**WHAT YOU ARE ASKED TO DO**
All lines holding the word "make" in the listing below need to be copied.

**THE INPUT**
◇ ◇ ◇ ◇ ◇

PR #2779, opened 2022-11-09
add from __future__ import annotations with isort

graingert:


sethmlarson (commented):
Would appreciate not merging this until after Quentin and I's hackathon week as there will likely be merge conflicts.

I don't know much about the `annotations` future, does this impact the Python versions we're able to support in any way? v2.0 supports Python 3.7 and later.

setup.py
```diff
@@ -1,6 +1,8 @@
 #!/usr/bin/env python
 # This file is protected via CODEOWNERS
 
+from __future__ import annotations
+
```
pquentin, line 5: We need to exclude `setup.py` because it needs to suport Python 2.7. This is why the `unsupported_setup_py` check is failing. Skipping the whole file seems to be the easiest way: https://pycqa.github.io/isort/docs/configuration/action_comments.html#isort-skip_file.

pquentin (changes requested):
Yes, let's wait until the week is over to avoid conflicts.

So the good part is that it does work in Python 3.7.0 and above! However, we don't yet know if it will be mandatory at some point. https://docs.python.org/3/library/__future__.html reads:

> `from __future__ import annotations` was previously scheduled to become mandatory in Python 3.10, but the Python Steering Council twice decided to delay the change ([announcement for Python 3.10](https://mail.python.org/archives/list/python-dev@python.org/message/CLVXXPQ2T2LQ5MP2Y53VVQFCXYWQJHKZ/); [announcement for Python 3.11](https://mail.python.org/archives/list/python-dev@python.org/message/VIZEBX5EYMSYIJNDBF6DMUMZOCWHARSO/)). No final decision has been made yet. See also [PEP 563](https://peps.python.org/pep-0563/) and [PEP 649](https://peps.python.org/pep-0649/).

Also, what tool did you use to make the conversion?

pquentin:
Also, will this affect other tool like editors?

graingert:
> Also, will this affect other tool like editors?

How do you mean?

setup.py
graingert: Yep I'll skip the whole file

pquentin:
> > Also, will this affect other tool like editors?
> 
> How do you mean?

Are there tools that don't support PEP 563? I would not want things like code completion to break or be less useful because of this.

graingert:
> > > Also, will this affect other tool like editors?
> > 
> > 
> > How do you mean?
> 
> Are there tools that don't support PEP 563? I would not want things like code completion to break or be less useful because of this.

pycharm used to lag behind but it's supported now

graingert:
> Also, what tool did you use to make the conversion?

Just your existing pre-commit config with pyupgrade

sethmlarson:
@graingert Definitely like how this looks, and if it's automated with pyupgrade then even better. I've merged the major changes for the week now so if you wanted to pull the latest and run pyupgrade fresh we can get this merged.

pquentin:
Last minute change: I discussed with Seth the results of https://github.com/urllib3/urllib3/issues/2787 and I'm going to try to get #2712 out of the door today so let's wait until next week before merging this `from __future__ import annotations` pull request.

venthur:
The PR minus the conflicts looks good to me.

pquentin:
@graingert OK, now that #2798 is in, we can resume the work here.

pquentin (changes requested):
Can you please look into the docs build failing?

venthur:
I fixed the docs issue and solved the remaining merge conflicts. Sorry again @graingert for accidentally pushing to the wrong upstream.

graingert:
How do you want me to take this PR forward?

venthur:
https://github.com/urllib3/urllib3/pull/2813 has been merged, which contains all your changes plus the ones I added on top. So we can close this one.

◇ ◇ ◇ ◇ ◇

**TASK RESULT**
Also, what tool did you use to make the conversion?
> Also, what tool did you use to make the conversion?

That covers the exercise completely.